Shroder was working as a reporter in Fort Myers at the time. He drove to Sarasota to see his grandfather. He writes in the book about what he saw: “His body had shrunken horribly, his skin sallow, he was breathing ragged. Tethered to a web of tubes, he looked like one of the inmates of the Andersonville prison he’d written about — tortured, starved, barely alive.”
MacKinlay, who proclaimed himself the most famous writer who ever lived, the Iowa boy who grew up to live, laugh and drink big, the man who graced magazines and took over the rooms he walked into, died Oct. 11, 1977, in Sarasota. He was 73. His grandson was at his side. Irene, who outlived Kantor by five years, sold the Siesta Key house after he died and was able to survive on what money was left from the sale.
Kantor’s obituary appeared on Page D20 of the New York Times the next day. Without a photo. Below his obituary, was one for Isidore Godfrey, the musical director of the D’Oyly Carte orchestra. And next to it, was one for Mason Welch Gross, the former president of Rutgers University.
Kantor’s memory lives on in some small ways, though.

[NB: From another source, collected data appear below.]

Issue #555, opened 2014-11-16
Connection leak when no explicit cleanup of pubsub object


yoav-steinberg:
Since the registation of "on_connect" callbacks were added to `PubSub`, pubsub objects aren't freed when they loose all app references (because the callback is still referened from within the connection pool's connection object).
Try this:

``` python
r = redis.Redis()
r.ping()
for i in range(100):
    s = r.pubsub()
    s.subscribe('chn')
```

I'd expect the connection used for `s` to be reused, but instead 100 subscribe connections are created and never freed (even if we move to a scope where `s` isn't defined anymore).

“Andersonville” still sells well enough to fund a night out on the town for his family a couple of times a year. And in 2018, writer Griffin Dunne, the son of Dominick Dunne and nephew of Joan Didion, told the Times that once, on a visit to Howard Kaminsky, the legendary Random House publisher who died in 2017, Kaminsky handed him a copy of the book.

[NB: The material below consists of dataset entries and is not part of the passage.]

PR #569, opened 2014-12-10
Atomic redis.set when acquiring a lock

23doors:
Both LUA and standard versions updated.

As referenced in: https://github.com/andymccurdy/redis-py/issues/554


c-nichols:
@andymccurdy what's the status on getting this merged?  We traced some performance issues back to the lua implementation and think this would have helped us avoid them.

andymccurdy:
This makes sense to me. Thanks!

PR #570, opened 2014-12-10
Implement connection retries in connect().

nfvs:
This PR adds the ability to attempt reconnecting when there is a connection failure, with a configurable number of retries and wait duration.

“It took him about 45 seconds to find it,” Dunne told the newspaper. “He pulled it off the shelf and said, ‘I know you’re going to love this one.’”
Despite the difficulties of his final years, Kantor knew that money, accolades and status are fleeting, that leaving behind something that lasts and living a good life, a big life, are what counts.
“What he said was, ‘Would you rather have a whole pile of money in the bank or all these incredible experiences that I've had?’” Shroder said. “That always made me feel good. He had the life he wanted to have.”